Task to carry out
Write out, unaltered, each line from the top of the records below down to the line where "In PR #1117" appears, that line included.

++++ Supplied material

PR #1116, opened 2021-10-15
C++ refactoring: project - bit/byte/unmaskedarray

ioanaif:
project():

- [x] bitmaskedarray
- [x] bytemaskedarray
- [x] unmaskedarray
- [x] indexedarray
- [x] indexedoptionarray
- [x] testing


jpivarski:
In PR #1117 (which will auto-merge soon), all v2 tests are being moved into a new `tests/v2 directory`, and the "v2" qualifier is being removed from their filenames. Please do that for the tests in this PR, too!

The other directory restructuring that I'll be doing today will be to copy high-level code into `src/awkward/v2`. At first, it will be commented out, and then I'll slowly uncomment things as they're made to work with v2 only. But since that involves new files, it won't interfere with any of your ongoing work.

PR #1120, opened 2021-10-18
C++ refactoring: Enable codecov.

jpivarski:


jpivarski:
@ianna @ioanaif @stormiestsin @agoose77 Coverage for v2 developments are being tracked here: https://app.codecov.io/gh/scikit-hep/awkward-1.0

There might be a way to integrate it into this page, though I don't know it just yet. Anyway, I'm hoping to keep the code coverage monitor at a "minimum noise" level: it's more often something we'll want to dive into as a diagnostic for specific functions, rather than an overall score to get concerned about if it decreases. (The baseline is starting out at 77% without having ever looked at it before. The v1 is higher, but we know we have some "skips" in v2.)

Tomorrow, I'll copy high-level files into the _v2 directory.

PR #1123, opened 2021-10-22
C++ refactoring: Renamed record 'key' -> 'field' to be consistent with high-level.

jpivarski:


jpivarski:
@ioanaif @ianna @stormiestsin @agoose77: the names associated with each of a Record/RecordArray's children are now called "fields" instead of "keys", which were the last two conflicting names for this concept. (Previously, there was also "recordlookup," in addition to "keys".) Some time ago, @nsmith- and I deliberated over the multiplicity of names and narrowed in on "fields," which was applied to the high-level (in PR #464), but only now to the mid-level.

There was also some confusion among classes as to whether this should be a property or a zero-argument method (like a Mapping's `keys()`); it's a property, and all array nodes have this property. (It goes down to the first nested record, returning an empty list if there isn't any. The property is always a list, though a RecordArray/RecordForm/RecordType with `_fields is None` means that that record is a tuple. The non-underscored `fields` in that case is `[str(i) for i in range(len(self._contents))]`.

Form keys (`form_key`) and parameter keys are separate concepts, and they're still named "keys." But all of the method and function argument names like `index_or_key`, referring to record fields, have been named `index_or_field` (etc.).

This PR touches a lot of v2 code, so it could be hard to merge (sorry)! We'll be doing more of these "name alignments," getting mid-level names in sync with the high-level names later, but this one is particularly pervasive and a common word in Python like "key" is hard to fix in only the places where it ought to be fixed, so I think this will be easier to do now than later.

PR #1225, opened 2022-01-14
C++ refactoring: ak.zip

ioanaif:


src/awkward/_v2/_util.py
```diff
@@ -479,6 +479,11 @@ def behavior_of(*arrays, **kwargs):
 
 # maybe_wrap and maybe_wrap_like go here
 def wrap(content, behavior=None, highlevel=True, like=None):
+    assert content is None or isinstance(
+        content, (np.generic, ak._v2.contents.Content, ak._v2.record.Record)
+    )
```
jpivarski: `content` should never be `np.generic`. Did you put this in because a test required it? That could be an incorrect test.

`wrap` is _only_ ever used to put `Content` layouts in `highlevel.Array` and `Record` layouts in `highlevel.Record`. It was added because we noticed the same code being written at the end of each `ak.this`/`ak.that` function and consolidated it somewhat. In v1, there were several of these functions with "maybe" in their names; in v2, they're consolidated into one.

src/awkward/_v2/contents/unionarray.py
```diff
@@ -353,11 +353,7 @@ def _nested_tags_index(self, offsets, counts):
 
     def _getitem_next_jagged_generic(self, slicestarts, slicestops, slicecontent, tail):
         simplified = self.simplify_uniontype()
-        if (
-            simplified.index.dtype == np.dtype(np.int32)
-            or simplified.index.dtype == np.dtype(np.uint32)
-            or simplified.index.dtype == np.dtype(np.int64)
-        ):
+        if hasattr(simplified, "index"):
             raise NestedIndexError(
```
jpivarski: In the original v1 code, was this actually asking, "Is `simplified` still a UnionArray after attempting to `simplify_uniontype`?" If so, the v2 code should check to see if isinstance UnionArray, not whether it has `index` as a property. The error message is saying "can't apply jagged slices to irreducible union arrays," and an "irreducible union array" is one that's still a UnionArray after `simplify_uniontype`.

The code, as-is, would match IndexedArrays and IndexedOptionArrays, and I don't think they should be error cases. I think it would be possible to construct such a case and do a test: if you had a union of `?int64` and `int64`, I think that `simplify_uniontype` would turn that into a non-union of `?int64` as an IndexedOptionArray, and then this `hasattr(simplified, "index")` would match when it shouldn't.

src/awkward/_v2/contents/unionarray.py
```diff
@@ -1192,9 +1188,9 @@ def _to_numpy(self, allow_missing):
 
     def _completely_flatten(self, nplike, options):
         out = []
-        for content in self._contents:
+        for i in range(len(self._contents)):
             out.extend(
-                content[: self._tags.length]._completely_flatten(nplike, options)
+                self._contents[i][self._tags[i] :]._completely_flatten(nplike, options)
```
jpivarski: This might be passing tests, but I think it's wrong. The number of items in the list `self._contents` is the number of types in the union, like two or three. The number of items in the array `self._tags` is the length of the union array itself, like a million. They can't both be indexed by the same `i`.

I think the original code you changed this from was wrong, too, so let's think it through. The purpose of this is to only descend the `_completely_flatten` on items in `self._contents[i]` that are reachable, i.e. to exclude the "hidden" data. After picking the single `Content` with `self._contents[i]`, the ones that are accessible are the ones that are picked out by index. The `self._index` includes all contents, not just `self._contents[i]`, so that, too, needs to be selected. The index values that you want correspond to `self._tags == i`, so I think the

```python
self._contents[i][self._tags[i]:]._completely_flatten(nplike, options)
```

has to be replaced by

```python
self._contents[i][self._index[self._tags == i]]._completely_flatten(nplike, options)
```

or maybe more directly

```python
self._contents[i]._carry(self._index._carry(self._tags.data == i, ...), ...)._completely_flatten(nplike, options)
```

with the appropriate arguments for `_carry` (to save it from having to go through all the user-friendliness checks that `__getitem__` does before it finds out that slicing by an array ought to be a call to `_carry`. Though `_carry` is somewhat restrictive: I think you have to give it an `Index`, rather than an array. Maybe you'd want to do this in several steps, getting arrays from `self._index` and `self._tags` and doing the slices in NumPy space before making an `Index` and carrying `self._contents[i]`.

jpivarski (changes requested):
Okay, the `zip` implementation looks good! My corrections are for other parts that were updated along with it.

src/awkward/_v2/_util.py
ioanaif: Yes, it was added to deal with 11 failing tests.  

Among which, **tests/v2/test_0410-fix-argminmax-positions-for-missing-values.py:471**

  Here, `ak._v2.operations.reducers.max` https://github.com/scikit-hep/awkward-1.0/blob/5f5687fde4bd15ba67707c12370b7cc15bcdae43/src/awkward/_v2/operations/reducers/ak_max.py#L70 calls layout.max which returns an np.generic. Transforming to a content type before passing to `wrap` causes awkward/_v2/highlevel.py:1021 to fail as `self._layout` is a boolean array which is passed again to `wrap` after being sliced (passing a boolean).
  
The other tests that fail in this case: 
    
- tests/v2/test_0013-error-handling-struct.py:39: 
- tests/v2/test_0013-error-handling-struct.py:115: 
- tests/v2/test_0089-numpy-functions.py:86: 
- tests/v2/test_0089-numpy-functions.py:290: 
- tests/v2/test_0111-jagged-and-masked-getitem.py:1160: 
- tests/v2/test_0315-integerindex.py:133: 
- tests/v2/test_0410-fix-argminmax-positions-for-missing-values.py:439: 
- tests/v2/test_0835-datetime-type.py:661: 
- tests/v2/test_0835-datetime-type.py:685: 
- tests/v2/test_0959-_getitem_array-implementation.py:17:

src/awkward/_v2/contents/unionarray.py
ioanaif: Indeed, it should have checked if it is an instance of UnionArray, not if it has the index attribute. I updated it accordingly.

jpivarski (approved):

jpivarski:
It looks good now (your changes in addition to my restriction of `wrap` to Content/Record).

I'm going to enable auto-merge. If you have anything else to add (I assume you don't), let me know before the tests pass. Thanks!

src/awkward/_v2/_util.py
jpivarski: Fixed in 80cc45decc319d899018ba6bfcce33a9ec1d61be.

jpivarski:
This and #1226 conflicted in a test (because #1226 got committed while this PR was still testing), so I had to resolve the conflict and start a new test-merge cycle.

jpivarski:
`ak.num` also has the possibility of returning a number, rather than a Content/Record/Array, so it failed the new `wrap` type-check as well. 92eee96ddd6c28f08b5e95503b869c2e26e2bac5 fixes it.

Even though this is starting to look like an annoyance, I'd rather have it work this way: `wrap` is acting as a (non-static) type-check, ensuring that we really know whether the output is always an array or can sometimes be scalar. Not all uses of `wrap` have to be guarded—most functions return arrays for all inputs. The ones that had to be updated were reducers, `__getitem__`, `__iter__`, and now `num`, which have known cases that can return scalars. The guard makes that more apparent, and it could be a stepping-stone to someday typing the whole codebase. Someday.

PR #1231, opened 2022-01-19
Updated the generate-cuda script. Works for py >= 3.8

sw5sh:
The `ast` library had an API change for python >= 3.8. https://bugs.python.org/issue40430. I couldn't update the script to work with all versions of Python, since doing that leads to more dead ends. After talking to Jim, the generated kernels will be checked in to the source tree very soon, so getting the script to work on any recent Python version will work for now.

### DIFF
--- a/dev/generate-cuda.py
+++ b/dev/generate-cuda.py
@@ -199,15 +199,9 @@ def traverse(node, args={}, forvars=[], declared=[]):  # noqa: B006
     elif node.__class__.__name__ == "Mult":
         code = "*"
     elif node.__class__.__name__ == "Subscript":
-        if (
-            node.slice.__class__.__name__ == "Name"
-            and node.slice.id in forvars
-        ):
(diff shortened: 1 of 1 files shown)


jpivarski:
(First question: is this meant to be a draft? I don't know if the changes here are intended to be final. The tests pass! `:)`)

As I said in Slack, this script is not intended to have a long lifetime. Pretty soon, we'll generate the CUDA source code one last time and then check it into git for maintenance by hand. Then the script will just be removed. Therefore, it doesn't need to run in all versions of Python; just get it to run in the most convenient version of Python, probably 3.10 because that's the one you're using on your laptop. (I'm using 3.9, but I think all the changes to the ast module are between 3.7 and 3.8.)

sw5sh:
This is it! You can go ahead and merge it. The script works on my machine which has Python 3.10. And I'll try to check in the auto-generated kernels by the end of next week so this script would have served it's purpose by then.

++++++++

Task solution
PR #1116, opened 2021-10-15
C++ refactoring: project - bit/byte/unmaskedarray

ioanaif:
project():

- [x] bitmaskedarray
- [x] bytemaskedarray
- [x] unmaskedarray
- [x] indexedarray
- [x] indexedoptionarray
- [x] testing


jpivarski:
In PR #1117 (which will auto-merge soon), all v2 tests are being moved into a new `tests/v2 directory`, and the "v2" qualifier is being removed from their filenames. Please do that for the tests in this PR, too!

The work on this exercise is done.